Meat goes bye-bye at this East Village Thai

. . . . . . .

I once dated a vegan who was rather particular about my taste.

“Eww, you just ate a burger. No kisses until you brush your teeth,” the college ladyfriend once said when I angled in for a smooch.

She was an odd mix: An ecstasy-popping raver and militant animal activist who once painted herself like a tiger and entered a cage to protest Ringling Bros. But I was in love-—or was perhaps experiencing hormonal lust. I dutifully brushed incisors and molars in expectation of sex that, like a late-night Brooklyn bus, never came. Perhaps my luck would’ve changed if I had a helping of Pukk (means vegetable in Thai).

This East Village Thai venture is sibling of Soho’s Peep and the Meatpacking District’s Highline, and like its family members, Pukk offers spicy, bang-for-your-buck grub.
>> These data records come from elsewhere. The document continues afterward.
PR #3439, opened 2023-07-17
#3370 - Add support for monitoring IBM DB2 databases

### LINKED ISSUE #3370: Add support for monitoring IBM DB2 databases

### 🏷️ Feature Request Type

New Monitor

### 🔖 Feature description

It would be great to also be able to monitor other DBs such as IBM DB2:

* https://www.ibm.com/products/db2

### ✔️ Solution

Replicate the setup for MS SQL server, but with different connection methods and parameters to connect and test DB2 instances.

### ❓ Alternatives

I'm currently using a TCP Port test, but this only checks if the port is open, not whether a DB is actually available on that port and properly functioning.

### 📝 Additional Context

One can easily run DB2 with Docker:
* https://www.ibm.com/docs/en/db2/11.5?topic=system-linux
* https://hub.docker.com/r/ibmcom/db2

Its seems there's an NPM library for interfacing with DB2: https://www.npmjs.com/package/ibm_db

jfcabral:

# Description

Resolves #3370 feature request

## Type of change

- User interface (UI)

## Checklist

  (including JSDoc for methods)

## Notes

* Heavily inspired in the `postgres` and `MySQL` implementations
* Just like for `postgres`, I've used a default query to make it easier to set up
* Uses https://www.npmjs.com/package/ibm_db to access db2
* I've used this connection string format for testing: `DATABASE=<dbname>;HOSTNAME=<myhost>;UID=db2user;PWD=password;PORT=<dbport>;PROTOCOL=TCPIP`
* I've used the official db2 docker container for testing purposes https://hub.docker.com/r/ibmcom/db2/

## Screenshots (if any)

image

image

image

image

If you have any question, feedback or suggestion, please do not hesitate to say so :)

### DIFF
--- a/package-lock.json
+++ b/package-lock.json
@@ -36,6 +36,7 @@
                 "http-graceful-shutdown": "~3.1.7",
                 "http-proxy-agent": "~5.0.0",
                 "https-proxy-agent": "~5.0.1",
+                "ibm_db": "^3.2.1",
                 "iconv-lite": "~0.6.3",
                 "jsesc": "~3.0.2",
                 "jsonata": "^2.0.3",
@@ -63,7 +64,7 @@
                 "qs": "~6.10.4",
                 "redbean-node": "~0.3.0",
                 "redis": "~4.5.1",
-                "semver": "^7.5.4",
+                "semver": "~7.5.4",
                 "socket.io": "~4.6.1",
                 "socket.io-client": "~4.6.1",
                 "socks-proxy-agent": "6.1.1",
@@ -136,7 +137,7 @@
                 "whatwg-url": "~12.0.1"
             },
             "engines": {
-                "node": "14.* || 16.* || 18.* || >= 20.4.0"
+                "node": "14 || 16 || 18 || >= 20.4.0"
             }
         },
         "node_modules/@aashutoshrathi/word-wrap": {
@@ -5931,6 +5932,14 @@
                 "acorn": "^6.0.0 || ^7.0.0 || ^8.0.0"
             }
         },
+        "node_modules/adm-zip": {
+            "version": "0.5.10",
+            "resolved": "https://registry.npmjs.org/adm-zip/-/adm-zip-0.5.10.tgz",
+            "integrity": "sha512-x0HvcHqVJNTPk/Bw8JbLWlWoo6Wwnsug0fnYYro1HBrjxZ3G7/AZk7Ahv8JwDe1uIcz8eBqvu86FuF1POiG7vQ==",
+            "engines": {
+                "node": ">=6.0"
+            }
+        },
         "node_modules/aedes": {
             "version": "0.46.3",
             "resolved": "https://registry.npmjs.org/aedes/-/aedes-0.46.3.tgz",
@@ -6660,6 +6669,14 @@
             "integrity": "sha512-NzUnlZexiaH/46WDhANlyR2bXRopNg4F/zuSA3OpZnllCUgRaOF2znDioDWrmbNVsuZk6l9pMquQB38cfBZwkQ==",
             "dev": true
         },
+        "node_modules/big-integer": {
+            "version": "1.6.51",
+            "resolved": "https://registry.npmjs.org/big-integer/-/big-integer-1.6.51.tgz",
+            "integrity": "sha512-GPEid2Y9QU1Exl1rpO9B2IPJGHPSupF5GnVIP0blYvNOMer2bTvSWs1jGOUg04hTmu67nmLsQ9TBo1puaotBHg==",
+            "engines": {
+                "node": ">=0.6"
+            }
+        },
         "node_modules/binary-extensions": {
             "version": "2.2.0",
             "resolved": "https://registry.npmjs.org/binary-extensions/-/binary-extensions-2.2.0.tgz",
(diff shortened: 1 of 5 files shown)


louislam:
Thanks for the pr. Please note that `npm install` failed on arm64/armv7 due to the native build issue.

CONTRIBUTING.md
> Easy to install for non-Docker users, no native build dependency is needed (for x86_64/armv7/arm64)

jfcabral:
> Thanks for the pr. 

You're very welcome 😉 

> Please note that `npm install` failed on arm64/armv7 due to the native build issue.

Yeah, I've noticed 😕 

Unfortunately, it seems that the only IBM DB2 node module that's available, is based on a native dependency: https://www.npmjs.com/package/ibm_db

After some research, it seems there's not a pure JS module to interface with DB2, and there probably won't ever be one, due to licensing questions...😞

> CONTRIBUTING.md
> 
> > Easy to install for non-Docker users, no native build dependency is needed (for x86_64/armv7/arm64)

I understand your point, after all, native dependencies are quite a fuss. Besides that, I don't think this `ibm_db` module even works on arm at all (at least I haven't been able to make it work on arm v8 x64). 😢

Yet, it works quite well on x64, and I was able to test it using the new Codespace Environment that you set up. without any change at all.

 IMHO, for ease of usage, Docker should be the way to go, yet, I agree that constraining the usage of non docker users seems

jfcabral:
> Thanks for the pr. 

You're very welcome 😉 

> Please note that `npm install` failed on arm64/armv7 due to the native build issue.

Yeah, I've noticed 😕 

Unfortunately, it seems that the only IBM DB2 node module that's available, is based on a native build dependency: https://www.npmjs.com/package/ibm_db

After some research, it seems there's not a pure JS module to interface with DB2, and there probably won't ever be one, due to licensing questions...😞

> CONTRIBUTING.md
> 
> > Easy to install for non-Docker users, no native build dependency is needed (for x86_64/armv7/arm64)

I understand your point, after all, native dependencies are quite a fuss. Besides that, I don't think this `ibm_db` module even works on arm at all (at least I haven't been able to make it work on arm v8 x64). 😢

Yet, it works quite well on x64, and I was able to test it using the new Codespace Environment that you set up. without any change at all 😄 

IMHO, for ease of usage, Docker should be the way to go. Yet, I understand it's not really acceptable to constrain the usage of the app for non docker users...

I wonder if it would be possible to use this `ibm_db` as an optional dependency of sorts, and prepare the frontend/backend to somehow deal with it like it's described here:
```js
try {
  var foo = require('foo')
  var fooVersion = require('foo/package.json').version
} catch (er) {
  foo = null
}
if ( notGoodFooVersion(fooVersion) ) {
  foo = null
}
// .. then later in your program ..
if (foo) {
  foo.doFooThings()
}
```
This way, it would still be compatible with all the required versions, but this db2 monitor functionality would only be available for the compatible architectures. What do you think about this @louislam?

Thank you

CommanderStorm:
Could you please change `Implements #3370` to `Resolves #3370` in the pr-description (this way merging this PR would close the linked issue)

jfcabral:
@louislam, hi, could you please check my question about the next steps? https://github.com/louislam/uptime-kuma/pull/3439#issuecomment-1648754307
Thank you

CommanderStorm:
I am going to close this PR as support for non-Docker (armv7/arm64) users without native dependencies is a hard requirement for monitors in uptime kuma.
If IBM changes their mind and offers a package which does not require this, we can reopen this issue.
We would like to have such a monitor, but are not willing to accept the current drawbacks this would incur.

As it stands, I don't see how keeping this issue open and hoping that IBM changes their mind will get anywhere.

We would like to encourage a second option, developing an agent:

`Uptime Kuma` <-> `Agent` <-> `Oracle DB`

`Agent` = An HTTP Server with an entry point that allows to make a request with a connection string and a query
`Uptime Kuma` = Make a http request to the `Agent`


If somebody develops an agent, we can include this in the [unofficial/experimental section of our installation guide](https://github.com/louislam/uptime-kuma/wiki/%F0%9F%94%A7-How-to-Install#unofficial--experimental).

jfcabral:
Hello @CommanderStorm, 

Thank you for your reply 😄 

So, from what I understand, you're not really keen on this approach either https://github.com/louislam/uptime-kuma/pull/3439#issuecomment-1648754307 right?

Regarding the `Agent` approach, it does seem to be an interesting idea 👍 
I have one question though, assuming the agent is created and running somewhere, how do you see this being configured in Kuma?

Because, in terms of **DB Monitor configuration**, I do like the existing setup where you can input the `Connection String` and `Query`. That said, would it be acceptable for me to create a new DB2 Monitor "external agent edition", that besides the `Connection String` and `Query`, would also receive the URL for the agent? What are your thoughts on that?

Thank you once again

CommanderStorm:
Running on armv7/arm64 is a hard requirement, sorry
I don't see how https://github.com/louislam/uptime-kuma/pull/3439#issuecomment-1648754307 does support armv7/arm64.

As far as I read their docs, `npm install ibm_db` would just error out => hard-bricking armv7/arm64

Such code would be a mess to test, and I don't see us having the capacity currently to do that, sorry.
If we had tests such as discussed in https://github.com/louislam/uptime-kuma/pull/4451 this might not be such a big issue.

As stated above:
If [IBM changes their mind](https://github.com/ibmdb/node-ibm_db/blob/master/INSTALL.md#-10-steps-to-install-ibm_db-on-macos-m1m2-chip-system-arm64-architecture) about supporting this platform, we can reopen this issue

Unlike its brethren, Pukk’s décor is cross-bred between “The Jetsons” and a YMCA pool.

The hotdog-shaped restaurant features floor-to-ceiling green and white tiles, accompanied by elevator-friendly techno and Granny Smith apple lighting. The hip and hippies, the crow’s-feet and fresh-faced alike, sit on squishy plastic pads and clear plastic chairs; exhibitionists grab the glassed-in window table, where they’re displayed like beef in a butcher shop.

This is my perch one afternoon as Pukk turns six crumpled dollars into a soup, appetizer and entrée feast. Sure, the same daily lunch deal is found in East Sixth’s Curry Row, but Pukk’s vittles are lively and inventive: My square noodle roll is folded like a Christmas present, stuffed with mushrooms and drizzled with sweet chili sauce. It’s pleasantly squishy and zippy and I’m soon sucking water like a camel.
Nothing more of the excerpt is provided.